> [Work request] Nothing but a full, exact copy of the data is needed.

> [Data extract]
PR #600, opened 2018-11-06
F8 cleanup

jackiekazil:
Not sure if something snuck past, but there was a bunch of flake8 errors that were causing #561 to fail when I updated from master.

> [Expected answer]
PR #600, opened 2018-11-06
F8 cleanup

jackiekazil:
Not sure if something snuck past, but there was a bunch of flake8 errors that were causing #561 to fail when I updated from master.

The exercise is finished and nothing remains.